(Poster Award - 2nd Place) Layer-Number Engineered Momentum-Indirect Interlayer Excitons with Large Spectral Tunability

Abstract

The diversity of two-dimensional (2D) materials provides van der Waals heterostructures with abundant degrees of freedom and makes the family a promising candidate to realize novel optoelectronic devices and an attractive platform for exploring physical phenomena. Interlayer excitons in type-II van der Waals heterostructures are equipped with an oriented permanent dipole moment and long lifetime and thus would allow promising applications in excitonic and optoelectronic devices. However, in the widely studied van der Waals heterostructures constructed by transition metal dichalcogenides, the formation of interlayer excitons is limited by the lattice mismatch, rotational and translational alignment between the constituent layers, increasing the complexity of the device fabrication. Here, I will report on the robust momentum-indirect interlayer exciton emission with widely tunable emission energy via layer engineering in transition metal dichalcogenide/2D perovskite heterostructures.
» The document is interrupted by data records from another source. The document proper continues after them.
PR #195, opened 2022-08-31
Chore/aag 2388 investigate ad ended and ad closed duplicate events

thomas-james-1986:
This PR adds a fix for multiple `adEnded` and `adClosed` events being sent. It was already hinted at in the comments in the code - resetting on complete fixes it. There was also a call to `removeTimer()` within reset so there doesn't seem to be a need to call it twice. Since it's safe to call I've moved it out of the `try` in `reset()`.

Before:

Screenshot 2022-08-31 at 12 32 44

After:

Screenshot 2022-08-31 at 12 42 03

### DIFF
--- a/superawesome-base/src/main/java/tv/superawesome/sdk/publisher/videoPlayer/VideoPlayerController.kt
+++ b/superawesome-base/src/main/java/tv/superawesome/sdk/publisher/videoPlayer/VideoPlayerController.kt
@@ -104,14 +104,12 @@ class VideoPlayerController :
     }
 
     override fun onCompletion(mediaPlayer: MediaPlayer) {
-        //removeTimer()
         reset()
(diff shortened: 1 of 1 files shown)


gunhansancar:
I found a side effect when I run with these changes.
Steps:
1- I click the Flat colour video ad
2- Then when the remaining time is 4 seconds and minimise the app
3- After 4 seconds ad is closed while app is minimised
Expected:
Ad should continue where it is left(Current behaviour on the `develop` branch)

thomas-james-1986:
> I found a side effect when I run with these changes. Steps: 1- I click the Flat colour video ad 2- Then when the remaining time is 4 seconds and minimise the app 3- After 4 seconds ad is closed while app is minimised Expected: Ad should continue where it is left(Current behaviour on the `develop` branch)

Hmm ok nice catch, I'll investigate

PR #199, opened 2022-09-05
fix(): triggering semantic release on dry run approval

thomas-james-1986:
This PR triggers `semantic_release ` on `approve_dry_run_and_release` which subsequently triggers `prep_deploy`

### DIFF
--- a/.circleci/config.yml
+++ b/.circleci/config.yml
@@ -193,7 +193,7 @@ workflows:
       - prep_deploy:
           context: MOBILE_ANDROID_APPS
           requires:
-            - approve_dry_run_and_release
+            - semantic_release
           filters:
             branches:
               ignore: /.*/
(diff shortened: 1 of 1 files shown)


.circleci/config.yml
```diff
@@ -202,7 +202,7 @@ workflows:
       - semantic_release:
           context: MOBILE_ANDROID_SDKS
           requires:
-            - prep_deploy
+            - approve_dry_run_and_release
```
tashmulla, line 205: I think you'll need to swap round `prep_deploy` and `semantic_release` order since `prep_deploy` needs `semantic_release` to run first?

tashmulla: So after approval is triggered, semantic_release is run (and a tag is released) and then prep_deploy & subsequent jobs are run on this tag workflow

thomas-james-1986: Ah yes, that should be fixed now

tashmulla (approved):
🚀

PR #204, opened 2022-09-06
Feat/aag 2246 auto version bump test 1

thomas-james-1986:
This PR is an initial test to see if we can log out the next release version from the semantic-release script


tashmulla (approved):
👍

PR #206, opened 2022-09-06
Feat/aag 2246 auto version bump test 3

thomas-james-1986:
This PR attempts outputting nextRelease data via a workspace

### DIFF
--- a/.circleci/config.yml
+++ b/.circleci/config.yml
@@ -68,6 +68,8 @@ jobs:
   output_next_release_version:
     <<: *android_config
     steps:
+      - attach_workspace:
+          at: .
       - run:
           name: Output next release
           command: echo nextRelease
--- a/.circleci/config.yml
+++ b/.circleci/config.yml
@@ -69,7 +69,7 @@ jobs:
     <<: *android_config
     steps:
       - run:
-          name: Output next release version
+          name: Output next release
           command: echo nextRelease
 
   semantic_release:
--- a/.circleci/config.yml
+++ b/.circleci/config.yml
@@ -67,8 +67,6 @@ jobs:
 
   output_next_release_version:
     <<: *android_config
-    environment:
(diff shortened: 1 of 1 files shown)


.circleci/config.yml
```diff
@@ -51,15 +51,26 @@ jobs:
...
+          root: "."
+          paths:
+          - "nextRelease"
+
+  output_next_release_version:
+    <<: *android_config
+    steps:
+      - run:
+          name: Output next release
+          command: echo nextRelease
```
tashmulla, line 73: Does this need to be e.g. `${nextRelease}` as it's a variable? Not 100% sure but feels like it may just print out the string itself?

.circleci/config.yml
```diff
@@ -51,15 +51,26 @@ jobs:
...
-            echo ${SA_PATH_TO_CONTINUOUS_INTEGRATION_REPO}/semantic-release/semantic-release.sh --dry-run ${nextRelease.version}
+      - persist_to_workspace:
+          root: "."
+          paths:
+          - "nextRelease"
+
+  output_next_release_version:
+    <<: *android_config
+    steps:
+      - run:
```
tashmulla, line 71: Does this need an `attach_workspace` too in order to access the workspace? Again, not 100% sure on this!

.circleci/config.yml
thomas-james-1986: Not sure, I was referencing these docs: https://circleci.com/docs/workspaces which uses `cat /tmp/workspace/echo-output` but perhaps, there's a bit of trial and error here!

.circleci/config.yml
thomas-james-1986: That would make sense, it crossed my mind too, I'll add it

.circleci/config.yml
tashmulla: Oooh interesting, I wonder if `cat` may work a little different to `echo`, but yeah, could start from here and we know to add the variable syntax if we see `nextRelease` as a string is just echoed out!

tashmulla (approved):

PR #213, opened 2022-09-07
chore(): Add tests for bumper page on Banner, Interstitial, and Video

gunhansancar:
- Add tests for bumper page on Banner, Interstitial, and Video
- Added new setting on the main screen to enable/disable bumper page


app/src/androidTest/java/tv/superawesome/demoapp/VideoAdUITest.kt
```diff
@@ -172,12 +193,61 @@ class VideoAdUITest {
...
+            .waitForView(withContentDescription("Ad content"))
+            .perform(waitUntil(isDisplayed()))
+            .perform(click())
+
+        // Then bumper page is shown
+        BumperInteraction.waitUntilBumper()
+
+        // And view URL is redirected to browser
+        Thread.sleep(4500)
+        intended(IntentMatchers.hasAction(Intent.ACTION_VIEW))
```
tashmulla, line 231: Is it possible to check for `/video/click` URL here? Is that what should be expected?

tashmulla: (I know this will technically be covered in the Events checking ticket, but just in case it's easy to do since you already checked for `/click` for banner and interstitial 😄)

gunhansancar: I tried to add that check but actually it is not called.

Further debugging shows that we don't actually trigger `video/click` event for videos at all (which would be normally called through `events.triggerClickEvent()` on the current codebase) that `click` event is only called via `Banner` and `Interstitial` since it uses `Banner` internally.

I don't know if this is the expected behaviour since we have VAST events like `vast_click_tracking` and `vast_click_through` which are triggered by code for videos.

tashmulla: Oh interesting! So do we trigger the VAST click events for direct video clicks at least? 😂  Or do we actually trigger zero click events for non-VAST videos right now? So intriguing as I do remember seeing the `/video/click` logs coming through earlier in the year, maybe we were imagining things 😅

tashmulla: Here's a report for our usual direct video placement (82090) and we have generated click events at least - hopefully it means we are doing this through vast click tracking at least? https://dashboard.superawesome.tv/en/reports/result/a86d1af7-7610-440e-863d-75229a8abb5a

gunhansancar: This may sound unintuitive but all of the video ads have vast tag except `vpaid` (even we call them direct video). Thus, we trigger vast click events for any of the video ads.

tashmulla: Ah okay good to know!

Regarding the logs, I may have been imagining it 😂  I think we're good for now since we're tracking `click` events in some fashion, that's the main outcome we want. Let's keep this in mind though to sort out as it does confuse things if someone isn't aware that all video ads do actually have a vast tag

tashmulla: In that case, should we add a test for the vast click tracking in this PR then since we do technically trigger it? Happy for it also to be covered next sprint too 🙂

gunhansancar: Also, we have `/video/click` trigger on iOS so those numbers may come from there

tashmulla: We do get _some_ click events from Android, maybe it's to do with the amount we even tested clicks on Android: https://dashboard.superawesome.tv/en/reports/result/a5188b2c-176a-4b1c-ba8d-512e0e3e6b70

tashmulla (approved):

thomas-james-1986 (approved):

PR #215, opened 2022-09-16
Feat/aag 2413 common events UI tests

thomas-james-1986:
This PR adds automated tests around common events for the different ad types, specifically:

**Banners:**

Impressions
Viewable impressions
Click

**Interstitials:**

Impressions
Viewable Impressions
Click

**Direct Videos**

Impressions (via VAST)
Viewable Impression
Click (via VAST)
Dwell Time

**VAST Videos**

Impressions
Viewable Impressions
Click
Dwell Time

Also, using `sleep` is a bit flaky especially for viewable impressions as we're waiting for the asset to load and the wait time for a viewable impression to trigger. I think we can improve this by having the mock server serve the mp4 assets as then they should load straight away, I thought I'd raise the PR as is though. Perhaps it can be a separate ticket? Or I can do it as part of this one.


thomas-james-1986:
> Regarding this:
> 
> > I can't see a click event or a normal impression for direct videos, although it seems to be sending a VAST impression?
> > Shall I create separate bug tickets for these?
> 
> * Sending VAST impression: @gunhansancar did we speak about this recently that because all videos have a `vast` property anyway so we therefore send a VAST impression for direct video?
> * No click on direct video: @thomas-james-1986 is this just not implemented at all in the code, even if e.g. an actual button exists in the direct video in order to click through to a webpage?

I've just updated the direct video impressions test to see if it sends a VAST impression, I can confirm that it does since it has a VAST block as you say.

For the click, it looks like it runs through this code:

`private void handleUrl (Context context, String destination) {

        Long currentTime = System.currentTimeMillis()/1000;
        long diff = Math.abs(currentTime - currentClickThreshold);

        if (diff < SADefaults.defaultClickThreshold()) {
            Log.d("AwesomeAds-2", "Current diff is " + diff);
            return;
        }

        currentClickThreshold = currentTime;

        Log.d("AwesomeAds-2", "Going to " + destination);

        // send vast click tracking events
        events.triggerVASTClickTrackingEvent();

        // send only in case of CPI where we'll use the direct click url
        if (ad.campaignType == SACampaignType.CPI) {
            events.triggerVASTClickThroughEvent();
        }

        // if it's a CPI campaign
        destination += ad.campaignType == SACampaignType.CPI ? ("&referrer=" + ad.creative.referral.writeToReferralQuery()) : "";

        // start browser
        try {
            context.startActivity(new Intent(Intent.ACTION_VIEW, Uri.parse(destination)));
        } catch (Exception e) {
            // do nothing
        }
    }`

I can't see anything there for a direct video click, could it be related to the VAST block again?

app/src/androidTest/java/tv/superawesome/demoapp/VideoAdUITest.kt
```diff
@@ -20,7 +20,9 @@ import tv.superawesome.demoapp.interaction.BumperInteraction
 import tv.superawesome.demoapp.interaction.CommonInteraction
```
tashmulla, line 20: How do we record events etc. for VPAID ads? Do we trigger anything from our mobile SDK e.g. by ensuring impression URLs are hit? Or is everything handled on the web SDK side?

thomas-james-1986: Good question, I couldn't see anything being triggered for VPAID. I'll have another look 👀

tashmulla: Thanks! I know we do record events for VPAID in Metabase (Druid) when playing the ad from Android, so something _must_ be triggering somewhere... Speaking of, Metabase access is also a good thing for you to ask IT for as well when you get a chance 😄

thomas-james-1986: Do you know how VPAID events are handled Gunhan? It seems like they might be handled on the web SDK side?

gunhansancar: For `vpaid` events we do nothing. Everything is handled behind the scenes. We have callbacks though for some of the events e.g. `adFinished` `adClosed` etc.

thomas-james-1986: Nice one, thanks Gunhan, that seemed to be the case 🙌

tashmulla: Thanks both!

tashmulla (approved):
LGTM!

Issue #1047, opened 2022-07-12
use official rocksdb library


acelyc111:
For some historical reasons, we use the Xiaomi modified rocksdb library, since Pegasus 2.1.0, we have removed all modifications on rocksdb, only left some code to keep compatiable [1], now before 2.4.0 releasing, it's a chance to switch to the official version.

1. https://github.com/XiaoMi/pegasus-rocksdb/commits/v6.6.4-compatible

PR #1048, opened 2022-07-12
feat(thirdparty): use official rocksdb

acelyc111:
https://github.com/apache/incubator-pegasus/issues/1047

For some historical reasons, we use the Xiaomi modified rocksdb library. Since Pegasus 2.1.0, we have removed all modifications on rocksdb, only left some code to keep compatiable [1], now we are planning to switch to the official version.

It's expect that `thirdparty/rocksdb_fix_atomic_flush_0879c240.patch` must be corresponding to this patch [2].

**ATTENTION**: There is a limit that the server must be upgraded from 2.1, 2.2, 2.3 or 2.4, to ensure that there is no Pegasus introduced tags which the official rocksdb doesn't recognize left in MANIFEST file.

1. https://github.com/XiaoMi/pegasus-rocksdb/commits/v6.6.4-compatible
2. https://github.com/XiaoMi/pegasus-rocksdb/commit/ef29819c7a1ea9334ae170f506b653757f517a52

### DIFF
--- a/.licenserc.yaml
+++ b/.licenserc.yaml
@@ -87,6 +87,7 @@ header:
     - 'thirdparty/fix_libevent_for_macos.patch'
     - 'thirdparty/fix_s2_for_aarch64.patch'
     - 'thirdparty/fix_thrift_for_cpp11.patch'
+    - 'thirdparty/rocksdb_fix_atomic_flush_0879c240.patch'
     # should be empty, or ignore all comment lines
     - 'src/utils/test/config-empty.ini'
     # The MIT License (MIT), Copyright (c) 2015 Microsoft Corporation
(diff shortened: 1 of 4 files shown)


rdsn/thirdparty/CMakeLists.txt
```diff
@@ -378,9 +378,9 @@ ExternalProject_Add(jemalloc
 option(ROCKSDB_PORTABLE "build a portable binary" OFF)
 
 ExternalProject_Add(rocksdb
-        URL ${OSS_URL_PREFIX}/pegasus-rocksdb-ef29819c7a1ea9334ae170f506b653757f517a52.zip
-        https://github.com/XiaoMi/pegasus-rocksdb/archive/ef29819c7a1ea9334ae170f506b653757f517a52.zip
-        URL_MD5 2a6488cd87c37e0c2e42a5ca74bebc87
+        https://github.com/facebook/rocksdb/archive/refs/tags/v6.6.4.tar.gz
```
acelyc111, line 381:
```suggestion
        URL https://github.com/facebook/rocksdb/archive/refs/tags/v6.6.4.tar.gz
```

levy5307 (dismissed):

foreverneverer (changes requested):
hope block merge before release 2.4

levy5307:
> hope block merge before release 2.4

Better to convert it to draft :)

acelyc111:
> hope block merge before release 2.4

@foreverneverer Since we have created an separete branch v2.4 for releasing 2.4.0, so could we continue this work?

foreverneverer (approved):

empiredan (approved):

Issue #819, opened 2021-09-27
support jemalloc


levy5307:
## Feature Request

make pegasus to support jemalloc

### Related pull requests

https://github.com/XiaoMi/rdsn/pull/910

empiredan:
## Support to set/get dirty_decay_ms and muzzy_decay_ms dynamically

Since we've supported building rDSN with jemalloc in https://github.com/XiaoMi/rdsn/pull/910, it's necessary for us to  supporting setting/getting dirty_decay_ms and muzzy_decay_ms dynamically. 

For details please see https://github.com/XiaoMi/rdsn/pull/928

PR #1050, opened 2022-07-15
feat: support to use jemalloc while building pegasus

empiredan:
This PR is for https://github.com/apache/incubator-pegasus/issues/819.

Previously we've supported jemalloc while building rDSN (https://github.com/XiaoMi/rdsn/pull/910). However, building pegasus with jemalloc enabled will lead to the following problem:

The transition metal dichalcogenides with different thicknesses and 2D perovskites with different layer numbers of the inorganic octahedral slabs are stacked to form type-II van der Waals heterostructures without considering special orientation arrangement and momentum mismatch. The presence of interlayer excitons is supported by the excitation-power- and temperature-dependent photoluminescence studies, photoluminescence excitation spectroscopy, time-resolved photoluminescence decay studies and electric field-dependent photoluminescence studies. Taking advantage of the thickness- or layer-number-dependence of the electronic band structure of the constituent materials, the emission energy of the interlayer excitons in our heterostructures can be tuned from 1.3 eV to 1.6 eV, providing strong evidence for the applications of van der Waals interface engineering to broad-spectrum optoelectronics. In addition, the diffusion coefficient of interlayer excitons in our heterostructures can be estimated to be ~10 cm2 s−1, which is at least one order of magnitude larger than that in the van der Waals heterostructures with Moiré superlattice, suggesting a non-localized nature that would be beneficial to the excitonic devices. Our study would offer new insights into the nature of interlayer excitons and provoke further research into their dynamics.